RBS posts £153m first-half loss

rbsStill 80 per cent Government-owned Royal Bank of Scotland has reported a half-year loss of £153 million.

The Edinburgh-based lender cited continuing legal impairments and customer compensation payouts as well as the cost of a drastic restructuring strategy for the figures to the end of June.

The disappointing result compares with a profit of £1.43 billion recorded for the same period last year.

Net profit for the three months to the end of June, meanwhile, rose to £293m.



RBS was one of six banks fined a total of about £2.8bn for failing to stop traders trying to manipulate currency markets last year and has already paid £399m in fines to US and UK regulators over the foreign exchange (forex) market rigging scandal and in May, RBS and Japanese bank Nomura were ordered to pay $806 million between them for making false statements when selling mortgage-backed bonds to US agencies Fannie Mae and Freddie Mac.

Costs the Forex scandal were £334 million, while £506 million relate to the mortgage-backed securities litigation and £157 million is for packaged bank accounts, the bank said.

RBS said it has also set aside £1.3 billion for further lawsuits and customer recompense, while another £459 million was earmarked mainly for litigation costs in the second quarter.

Costs relating to litigation and conduct were just £250 million in 2014.

To date, redress and administrative costs resulting from mis-sold payment protection insurance total £3.8 billion.
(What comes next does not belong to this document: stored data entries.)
PR #2365, opened 2019-06-27
[Maps] Update frontend to support Country and State level clustering with new styles

jshoe:
# Description
- Update frontend to have new Country/State clustering based on styles and behavior from Design.
- Zooming automatically changes the geographic level.
- Crux of the logic is in handleMapLevelChange which puts sample_ids/project_ids into ancestor bubbles. An unclustered copy of rawMapLocationData is kept (open to suggestions about optimizing this).
- Adjusts some of the arbitrary sizing parameters for bubbles.
- See mocks: https://chanzuckerberg.invisionapp.com/d/main#/console/17624454/368938232/preview
- Behavior: In Country or State mode, everything below should bubble up to the Country or State. In State mode, you should see a rectangle for the Country that still has everything below. Below State level, you should see rectangles for the State and Country still, and the Subdivision + City level bubbles will be disaggregated.
- TODO: The dimensions statistics may not be in sync (Tiago's PR has an updated version of this).

# Demo
Jun-26-2019 19-34-50
Jun-26-2019 19-35-43
Jun-26-2019 19-36-46
Jun-26-2019 19-37-14

# Tests
- Go to Data Discovery, go to the maps, play around with zooming in and out over different geographic samples. See behavior above.

### DIFF
--- a/app/assets/src/components/views/discovery/DiscoveryView.jsx
+++ b/app/assets/src/components/views/discovery/DiscoveryView.jsx
@@ -6,14 +6,12 @@ import {
   at,
   capitalize,
   clone,
-  cloneDeep,
   compact,
   concat,
   defaults,
   escapeRegExp,
   find,
   findIndex,
-  indexOf,
   isEmpty,
   keyBy,
   map,
@@ -914,7 +912,8 @@ class DiscoveryView extends React.Component {
       }
 
       MAP_CLUSTER_ENABLED_LEVELS.forEach(ancestorLevel => {
-        // If you have ancestors higher than or at the map's level, add yourself to them.
+        // If you have ancestors higher than or at the map's level, add your samples/projects to
+        // their bubble.
         if (indexOfMapLevel(ancestorLevel) <= indexOfMap) {
           addToAncestor(entry, ancestorLevel);
         }
--- a/app/assets/src/components/views/discovery/DiscoveryView.jsx
+++ b/app/assets/src/components/views/discovery/DiscoveryView.jsx
@@ -34,7 +34,7 @@ import { logAnalyticsEvent } from "~/api/analytics";
 import { openUrl } from "~utils/links";
 import NarrowContainer from "~/components/layout/NarrowContainer";
 import { Divider } from "~/components/layout";
-import { GEO_LEVEL_ORDER } from "~/components/views/discovery/mapping/constants";
+import { MAP_LEVEL_ORDER } from "~/components/views/discovery/mapping/constants";
 
 import DiscoveryHeader from "./DiscoveryHeader";
 import ProjectsView from "../projects/ProjectsView";
@@ -99,15 +99,14 @@ class DiscoveryView extends React.Component {
         filteredSampleDimensions: [],
         filteredSampleStats: {},
         filters: {},
-        geoLevel: "country",
         loadingDimensions: true,
         loadingLocations: true,
         loadingProjects: true,
         loadingSamples: true,
         loadingStats: true,
         loadingVisualizations: true,
+        mapLevel: "country",
         mapLocationData: {},
-        rawMapLocationData: {},
         mapPreviewedLocationId: null,
         mapPreviewedProjects: [],
         mapPreviewedSampleIds: [],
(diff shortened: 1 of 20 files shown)


app/assets/src/components/views/discovery/DiscoveryView.jsx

Meanwhile, restructuring costs almost tripled this year after the need to cleave off the Williams and Glyn business as a condition of RBS’s 2008 government bailout, while the price of restructuring the corporate and institutional division also impacted performance.
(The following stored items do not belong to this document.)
PR #2366, opened 2019-06-27
[AMR Heatmap] Add mouseover tooltips when hovering over heatmap nodes

lvreynoso:
# Description

As the title says, this PR adds a nifty little box next to the user's cursor when they hover over a heatmap node. The box is just like the one in the Taxon Heatmap, and it displays the sample name, gene name, allele name, coverage value, and depth value as reported in the AMR counts.

# Notes

* Tried to avoid extra logic or data structures where possible, but ended up adding an `alleleToGeneMap` to the state for `AMRHeatmapVis`.
* ~~Performance for the tooltip seems a bit slower for the AMR Heatmap than for the same feature for the Taxon Heatmap. I've thought about ways to speed it up, but leaving that for a future PR (if at all).~~ Fixed

# Tests

* No server side code is changed
* For client side code, go to All Data page, pick a bunch of samples with AMR Counts (like tb-flash), click on Heatmap Icon and select "AMR Heatmap" from the dropdown, when the heatmap loads hover over node to see the tooltip. Click on the dropdowns and select different options to see if the tooltip is responsive and accurate.

# Screenshot
Screen Shot 2019-06-27 at 2 33 56 PM

### DIFF
--- a/app/assets/src/components/views/amr_heatmap/AMRHeatmapVis.jsx
+++ b/app/assets/src/components/views/amr_heatmap/AMRHeatmapVis.jsx
@@ -37,8 +37,10 @@ export default class AMRHeatmapVis extends React.Component {
     });
   }
 
-  componentDidUpdate() {
-    this.updateHeatmap();
+  componentDidUpdate(prevProps) {
+    if (this.props !== prevProps) {
+      this.updateHeatmap();
+    }
   }
 
   // Sometimes, when presenting the tooltip popup as a user hovers over
@@ -212,11 +214,6 @@ export default class AMRHeatmapVis extends React.Component {
       this.initializeHeatmap(rows, columns, values);
     }
   }
-
-  colorFilter = (value, node, originalColor, _, colorNoValue) => {
-    // Leave zero values grey
-    return value > 0 ? originalColor : colorNoValue;
-  };
 
   initializeHeatmap(rows, columns, values) {
     const { selectedOptions } = this.props;
--- a/app/assets/src/components/views/amr_heatmap/AMRHeatmapVis.jsx
+++ b/app/assets/src/components/views/amr_heatmap/AMRHeatmapVis.jsx
@@ -16,12 +16,11 @@ export default class AMRHeatmapVis extends React.Component {
   }
 
   componentDidMount() {
-    const samplesWithAMRCounts = this.props.samplesWithAMRCounts;
+    const { samplesWithAMRCounts } = this.props;
     const [sampleLabels, geneLabels, alleleLabels] = this.extractLabels(
       samplesWithAMRCounts
     );
     this.setState({
-      samplesWithAMRCounts,
       sampleLabels,
       geneLabels,
       alleleLabels,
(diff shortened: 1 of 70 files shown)


lvreynoso:
On testing the tooltip again it is running unacceptably slow, so I'll rewrite the code then put up another PR when it's optimized.

lvreynoso:
Fixed the slowdown issue!

app/assets/src/components/views/amr_heatmap/AMRHeatmapVis.jsx
```diff
@@ -52,8 +84,92 @@ export default class AMRHeatmapVis extends React.Component {
...
+        amrCountIdentifier = alleleLabels[node.rowIndex].label;
+        allele = amrCountIdentifier;
+        break;
+      }
+      case VIEW_LEVEL_GENES: {
+        amrCountIdentifier = geneLabels[node.rowIndex].label;
+        gene = amrCountIdentifier;
+        break;
+      }
+      default: {
```
jshoe: looks like you don't need the `default break`

app/assets/src/components/views/amr_heatmap/AMRHeatmapVis.jsx
```diff
@@ -52,8 +84,92 @@ export default class AMRHeatmapVis extends React.Component {
...
+        break;
+      }
+    }
+
+    const sampleForColumn = samplesWithAMRCounts[node.columnIndex];
+    const amrCountForRow = sampleForColumn.amr_counts.find(
```
MarkAZhang: `amrCountForNode` might be a better name.

app/assets/src/components/views/amr_heatmap/AMRHeatmapVis.jsx
```diff
@@ -20,15 +33,34 @@ export default class AMRHeatmapVis extends React.Component {
...
+    if (this.props !== prevProps || this.heatmap === null) {
+      this.updateHeatmap();
+    }
+  }
+
+  // Sometimes, when presenting the tooltip popup as a user hovers over
+  // a node on the heatmap, they will be over a node where the row is
+  // an allele and the column is a sample with no AMR count for the allele.
+  // With no AMR count, there's no easy way to grab the name of the gene
+  // for the allele. Hence the allele-to-gene mapping.
```
MarkAZhang: This makes sense! But I'm a little confused why there isn't also a gene-to-allele mapping. Isn't it possible that the sample has no AMR count for the gene as well?

app/assets/src/components/views/amr_heatmap/AMRHeatmapVis.jsx
```diff
@@ -1,17 +1,30 @@
...
+import { DataTooltip } from "~ui/containers";
+import { getTooltipStyle } from "~/components/utils/tooltip";
 
 import cs from "./amr_heatmap_vis.scss";
 
 const VIEW_LEVEL_ALLELES = "allele";
 const VIEW_LEVEL_GENES = "gene";
 
+const METRICS = [
+  { text: "Coverage", value: "coverage" },
```
MarkAZhang: I would call this "key" instead of "value". Since "value" implies a numerical value for the metric for a specific amr_count.

app/assets/src/components/views/amr_heatmap/AMRHeatmapVis.jsx
MarkAZhang: Wait never mind. If there's no AMR count for the gene, there's no way to tell which allele it is.

app/assets/src/components/views/amr_heatmap/amr_heatmap_vis.scss
```diff
@@ -1,11 +1,26 @@
...
+
+  .tooltip {
+    position: absolute;
+    display: none;
+
+    &.visible {
+      display: block;
+    }
+
+    .data-tooltip__label {
```
MarkAZhang: Don't think this rule does anything.

app/assets/src/components/views/amr_heatmap/AMRHeatmapVis.jsx
```diff
@@ -52,8 +84,92 @@ export default class AMRHeatmapVis extends React.Component {
...
+    const {
+      sampleLabels,
+      geneLabels,
+      alleleLabels,
+      alleleToGeneMap,
+    } = this.state;
+    const sampleName = sampleLabels[node.columnIndex].label;
+    let amrCountIdentifier = "";
+    let gene = "";
+    let allele = "";
```
MarkAZhang: Readability nit:
`amrCountIdentifier` feels a little vague. I wonder if it makes sense to name it "rowLabel".

You could do
`const rowLabel = this.getHeatmapLabels()[node.rowIndex].label`
before the `switch` statement, reusing your `getHeatmapLabels` function. (using getHeatmapLabels also makes the `rowLabel` name make more sense).

You can then also move the `sampleForColumn` and `amrCountForRow` assignments above the `switch` statement, and just assign `allele` and `gene` in the `switch` statement. This removes the need for the `if (gene === "")` conditions later on, which feel a little awkward.

All of this is to make the code a bit more readable.

app/assets/src/components/views/amr_heatmap/AMRHeatmapVis.jsx
lvreynoso: It's good practice though, no?

app/assets/src/components/views/amr_heatmap/AMRHeatmapVis.jsx
lvreynoso: Exactly!

app/assets/src/components/views/amr_heatmap/amr_heatmap_vis.scss
lvreynoso: It does not it seems. Removed

app/assets/src/components/views/amr_heatmap/AMRHeatmapVis.jsx
lvreynoso: That's much more sensible, thank you! I've changed the code to incorporate your suggestion.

The bank said restructuring costs had risen to £1.5 billion during the first six months of 2015, compared to just £514 million over the same period last year.
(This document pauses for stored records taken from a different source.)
PR #2367, opened 2019-06-27
[Maps] Filter by location

tfrcarvalho:
# Description

Change location filter to include all locations that have the same location at the geo-level of the chosen location.
Side-change: Since projects_controller_spec tests were broken locally (using `web`) decide to fix it by disabling mocks for those tests.

# Tests

Updated backend tests.
Frontend: make sure you have location v2 entries.
1) Verify that location v2 filter shows not only the original location but options for all the parent locations (e.g. "Redwood City, California, USA", "California, USA", "USA")
2) Verify that selecting a parent location shows all entries bellow (e.g. entries for "Redwood City, California, USA" and "Los Angeles, California, USA")

### DIFF
--- a/Gemfile
+++ b/Gemfile
@@ -1,8 +1,8 @@
 source 'https://rubygems.org'
 
 git_source(:github) do |repo_name|
-  repo_name = "#{repo_name}/#{repo_name}" unless repo_name.include?('/')
-  "https://github.com/#{repo_name}.git"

The bill also included writing off £606 million relating to “intangible software”.

Chief executive Ross McEwan has been implementing the plan to retreat back to domestic retail banking from the global investment enterprises that consumed the bank prior to the financial crisis and this week the bank announced it is to sell-off a further £2.2 billion worth of shares in US business Citizens.

By 2019 the total cost of restructuring will be around £5bn, the bank estimated.

Total income fell to £8.7bn from £10bn last year. The bank’s overall £153m loss compares to a profit over the same period last year of £1.4bn.

Most of those are likely to arise from sales of mortgage-backed securities in the US, said the bank.

Sir Phillip Hampton
Sir Phillip Hampton

Outgoing RBS chairman Philip Hampton said: “The decisions to sell or run-off significant parts of the business while investing in our core customer franchises has meant we are better positioned to deal with the constraints of structural regulatory reform, notably ring-fencing.

“Of course there are still some obstacles to overcome especially the resolution of outstanding conduct issues, including the investigations into our sale of residential mortgage-backed securities in the US between 2005-07, and the investigation by UK authorities into the bank’s approach to distressed businesses.

He added: “Judging the ultimate scale of conduct costs remains extremely challenging.”